В 1925 году, получив разрешение на выезд, супруги Морозовы уехали в Париж. Позже жили в Севре, в войну перебивались где-то в провинции. По свидетельству правнучатой племянницы Сергея Тимофеевича, Ирины Саввишны Морозовой, побывавшей у родных в Париже, и там, по их словам, старый и уже больной Сергей Тимофеевич продолжал рисовать какие-то эскизы и композиции – узоры, орнаменты, цветы. Кое-что о его жизни той поры можно узнать из писем родственников. В частности, из переписки будущего архиепископа Василия (Кривошеина) с матерью Еленой Геннадьевной, тетей Ольгой Васильевной и братьями. В тот момент архиепископ был еще простым афонским монахом. В 1926 году он пишет тете Оле: «Передай мое поклонение С.Т. с пожеланием молитвенным всего доброго и спасительного». Родственники, в свою очередь, сообщают ему и о Морозовых. «Из наших близких, Морозовы (С.Т. и т. Оля) все в довольно трудном положении – их деньги приходят к концу, настроение подавленное, Сергей Тимофеевич в неврастении, что тяжело сказывается на тете Оле», – пишет Василию в 1934-м брат Кирилл. Через пять лет он же сообщает: «Тетя Оля и С.Т. пока в Нейи, под Парижем, они плохо переносят воздушные тревоги, они чаще, чем в прошлом году». В 1942 году Елена Геннадьевна делится с сыном: «Я живу с тетей Олей и Сергеем Тимофеевичем в убежище памяти о. Георгия Спасского. Сейчас нам тепло, а раньше мы мерзли, мы не голодаем… Тетя здорово устает с С.Т.». В июне того же года она сообщает: «Сергей Тимофеевич очень похудел, но в свои почти 80 лет сохраняет светлый ум, энергию и интерес ко всему выше многих. Он несколько раз причащался у нас, но когда причащается, то без исповеди, так как очень глух. Тетя предана целиком заботам о нем, и несомненно, что этим придала ему жизни на несколько лет. Сама она бодра, несмотря на то, что старше меня. Только одно, на мой взгляд, печально, что бывает часто раздражительна и нетерпима с людьми…» И, наконец, в июне 1945 года Кирилл пишет брату: «Из семейных новостей: дядя Сергей скончался без страданий, и ему было 85 лет. Тетя Оля чувствует себя хорошо, но сдала. Она из Севра иногда приезжает в Париж».
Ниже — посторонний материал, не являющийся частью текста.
PR #691, opened 2018-08-31
Templates fixes

mrbuds:
> fix totem glow
> typo in a description
> new "overlayGlow" subType for spells with procs
> added and fixed a few spells

### DIFF
--- a/WeakAurasTemplates/TriggerTemplatesData.lua
+++ b/WeakAurasTemplates/TriggerTemplatesData.lua
@@ -154,15 +154,14 @@ templates.class.WARRIOR = {
       icon = 464973
     },
     [3] = {
-      title = L["Cooldowns"],
+      title = L["Abilities"],
       args = {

...Сергей Тимофеевич умер 11 декабря 1944 года, через три с половиной месяца после освобождения Парижа от фашистов. Его внучатый племянник, герой Сопротивления Игорь Кривошеин, еще сидел в Бухенвальде, Кирилл, тоже участник Сопротивления, работал в «Лионском кредите», Василий монашествовал на Афоне, с которого только что ушли немцы. Внучатый племянник Савва Тимофеевич Морозов, полный тезка своего деда, служил военным корреспондентом на Северном флоте…
Хоронить дядю пришлось, скорее всего, Кириллу Кривошеину. Впрочем, родственников во Франции тогда еще хватало. Наверное, многие из них и провожали Сергея Тимофеевича в последний путь на Сен-Женевьев-де-Буа. В Москве о его смерти узнали только тогда, когда в 1948 году в СССР приехал Игорь Кривошеин...
Что осталось в Москве от Сергея Тимофеевича? Его дома на Садовой-Кудринской и на Поварской сломаны. «Замок» в Успенском, в котором много лет размещалось загородное отделение больницы Академии наук, продается с 2022 года. В здании Кустарного музея, благополучно существовавшего до 1999-го, сегодня находятся разные учреждения. В доме, где прошло детство братьев Морозовых и где в советское время был детский сад, в котором снимали фильм «Усатый нянь», живут люди. Мастерская Морозова и Левитана, где общественность планировала создать музей художника, продана.
Но есть место, где всегда помнят о Сергее Тимофеевиче. Это Всероссийский музей декоративно-прикладного и народного искусства, куда перекочевало многое из Кустарного музея – это и есть память о Сергее Тимофеевиче Морозове, великом подвижнике русских художественных промыслов, скромном брате знаменитого Саввы...
Автор глубоко благодарен безвременно ушедшему писателю и краеведу М.А. Некрасову за его важную помощь в этой работе.